Believed here strong possibility Wang’s proposal at least in part due Soviet inspiration and may have been suggested to him by Soviet Ambassador during conversations late August and early September at Nanking, perhaps in return for Soviet compliance 1945 Agreement on Dairen and Manchurian railways. This fits in with Soviet Ambassador’s statement here to FEC on September 23 that no limitations should be placed on peaceful Japanese industry and trade, and that controls to ensure against a revival of Japanese war industry should [Page 864] be exercised “for a period of several years … by those powers most interested in preventing new Japanese aggression”. (Another factor to be considered is that Chinese may hope by means of demilitarization treaty to obtain agreement to many of their desired Japanese levels of industry.) There is reason to believe Soviets have become alarmed over evidences of a shift of US policies in Japan, policies which had previously been sufficiently in accord with their own desires so they could afford to stand aside, and that they are now attempting to bring about new Japan control arrangements in which they can gain effective part.

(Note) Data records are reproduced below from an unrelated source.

PR #1100, opened 2025-11-12
feat: refactor agent skills and support OpenAI Agents SDK

supreme-gg-gg:
Completes #1068 

- Integrates OpenAI SDK (fixed event converters, session service, tools, tracing) and added e2e test for OpenAI SDK
- Refactor skills prompt and tool logic into `kagent-skills`, update ADK and OpenAI SDK to wrap them with their functions tool implementations

### DIFF
--- a/go/test/e2e/mocks/invoke_inline_agent.json
+++ b/go/test/e2e/mocks/invoke_inline_agent.json
@@ -3,7 +3,7 @@
     {
       "name": "initial_request",
       "match": {
-        "match_type": "exact",
+        "match_type": "contains",
         "message": {
           "content": "List all nodes in the cluster",
           "role": "user"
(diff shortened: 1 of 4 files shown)


python/packages/kagent-openai/src/traceloop/__init__.py
supreme-gg-gg, line 1: I used this stub as a temporary solution to fix `opentelemetry-instrumentation-openai-agents` due to some dependency hell. Ideally we would update it to `>0.50.0` since the `traceloop` import is made optional there, but it conflicts with the opentelemtry api pinned by ADK. 

If needed I can look for a more elegant method to fix the issue, but I tried different versions of traceloop and it has some weird version pinning with the instrumentation library and some versions have bugs that just crashed... 😭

Fearful over evidences of US shift of emphasis from reform to stability and possible later intention to re-arm Japan in our service, they may be seeking to bind us to our 1946 demilitarization proposal before we can successfully withdraw from it. While Soviet preferred position obviously that which would ensure continuing Japanese disarmament while giving them direct share in control machinery, as evidenced by Panyushkin’s statement to FEC, Soviets may hope through Chinese proposal at least to obtain disarmament objective should preferred position prove impossible of attainment. At same time Soviets could remain free themselves to subvert Japan through trade pressures and political penetration.
4.
In light of above policy considerations taken in conjunction with fact that present precarious position Chinese Govt is such that risk must be recognized it may be supplanted by other entities before a fraction of proposed duration of such a treaty has passed, and also taking into account the conjectured origin of Wang proposal, it is recommended you personally and orally, and as informally as possible, reject this proposal, pointing out that now is not the time to make decisions on this subject. It is suggested you point out that Japan is already disarmed. In this connection you may wish to refer to speech of Chang Chun3 Sept 28 concerning his recent trip to Japan as personal representative of Gimo4 in which he said inter aliaSCAP has done thorough job in disarming Japan the past three years … On strength of her present resources and technical know-how, Japan’s chance of building up adequate military defense to cope with another war is slim indeed.” It can also be indicated that this Govt has of course no plans of re-arming Japan, while at the same time it is quite clear that Soviet Govt does have every intention of gaining as much control in Japan as possible with view of drawing Japan into its orbit, [Page 865] and in present circumstances this Govt can take no action which would merely be exploited by Soviets and redound to their advantage.

Lovett
  1. Not printed.
  2. Supra.
  3. General Chang Chun, former President of the Chinese Executive Yuan (Premier), recently on a visit to Japan.
  4. Generalissimo Chiang Kai-shek, President of the Republic of China.